Composer Jóhann Jóhannsson gets biblical in this exclusive video premiere
Icelandic artist Jóhann Jóhannsson has already had a prolific, successful career composing both his own solo works of delicate orchestration and decaying electronic drones, and the acclaimed scores for movies like The Theory Of Everything and Sicario. But this year promises to be his busiest—and most high-profile—yet: Not only was he recently tapped to follow in Vangelis’ estimable footsteps on the Blade Runner sequel for frequent collaborator Denis Villeneuve, the coming months will also see the debuts of his scores for the Villeneuve-directed Arrival, So Yong Kim’s Lovesong, and the Rachel Weisz drama The Mercy. And amid all that, Johansson is releasing his first album in six years, Orphée, on the venerable classical label Deutsch Grammophon.
In this exclusive video premiere for “By The Roes, And By The Hinds Of The Field”—one of Orphée’s more quietly gorgeous tracks—you get a tidy summation of what the album (and Jóhannson) is about. Its simple, somber piano melody is backed by cyclical waves of strings, then nearly drowned out by a sudden cloudburst of distorted radio static, before emerging steadfastly on the other side, echoing what Jóhannsson says is the album’s theme of death and rebirth inspired by the classic myth of Orpheus.

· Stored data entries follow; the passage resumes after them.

PR #187, opened 2020-09-22
fix Package.swift

marcrasi:
A dependency published a new version that prevented swiftpm dependency resolution from working. I patched swift-models to fix the dependency, and this PR updates SwiftFusion to used the patched swift-models.

### DIFF
--- a/Package.resolved
+++ b/Package.resolved
@@ -6,7 +6,7 @@
         "repositoryURL": "https://github.com/saeta/penguin.git",
         "state": {
           "branch": "master",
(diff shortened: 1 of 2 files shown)


marcrasi:
Actually this doesn't fix the problem, never mind. There is a different way to deconfuse SwiftPM.

If you do get the problem:
```
error: the Package.resolved file is most likely severely out-of-date and is preventing correct resolution; delete the resolved file and try again
```

Then you can fix it by running `swift build`. (The error message's suggestion of deleting Package.resolved does not work for me.)

PR #192, opened 2020-10-10
add a gradient descent factor graph optimizer

marcrasi:
I included a test on a simple factor graph, but I haven't tried to use it on anything more complicated like the PPCA tracking factor graph. I would expect it to work without any problems.


ProfFan (approved):
Thanks Marc :)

It’s beautiful, but also kinda creepy—a feeling reinforced by the video’s images of ghostly, wild animals wandering through an eerily abandoned house.
In an email, Jóhannsson offered The A.V. Club this detailed statement on the video’s biblical origins:
Máni Sigfússon’s beautiful video is based on a concept I originally had, which was to fill an old, decaying mansion outside of Berlin with animals of the Saxonian forest: deer, wolves, foxes, owls, birds of all kinds, as well as biblical animals such as lambs and locusts and such. The animals would then be filmed wandering freely around the mansion using a 16mm camera, with slow zooms and slow tracking shots. Nature, flora and fauna has taken over this once magnificent villa and reclaimed it.
This idea proved far too expensive to produce, so I had the idea of approaching Máni, who is a genius at creating believable and kinetic, but still surreal, mysterious and dark worlds, mostly though highly advanced digital manipulation of still photography and moving images.
The backgrounds in the video were shot as still photographs in the above-mentioned run-down château, a place often rented out for three-day-long parties.
In Iceland, Máni was able to capture on video some of the indigenous Icelandic fauna, reindeer, foxes, minks, cows, horses, and crows. Máni then spent many sleepless days and nights putting these elements together to make it appear as these Nordic subarctic animals had taken over this run-down old Prussian mansion, still filled with the remains of debauched revelries. He then added his own stylistic touches—the dark glow of fading lamps, the jittery flashing lights and the hazy blurring—which adds so much of the atmosphere of the video.
These once majestic and opulent spaces are now inhabited by wild animals, foraging, feeding and roaming about, like they would in their natural habitat. The animals walk through the rooms freely, lie on the mattresses and eat what scraps are left from long-forgotten banquets.
The title, “By The Roes, And By The Hinds Of The Field” is from “The Song of Songs”. Taken as pure literature, it’s my favorite part of the Bible, easily its strangest and most beautiful book. It’s really a pagan erotic poem, like a conversation between two lovers. The title is a plea for the poet’s lover not to be awakened, but to awakened from death or from sleep is left ambiguous. The poem has a certain voluptuousness and the spirit of overflowing, luxurious nature, but also a sense of deep melancholy. This connects it to my album Orphée’s central conceit, which is Orpheus’s eternal search for his dead lover and his divinely sanctioned, but ultimately doomed mission to retrieve her from Hades.
Orphée will be released on Sept. 16.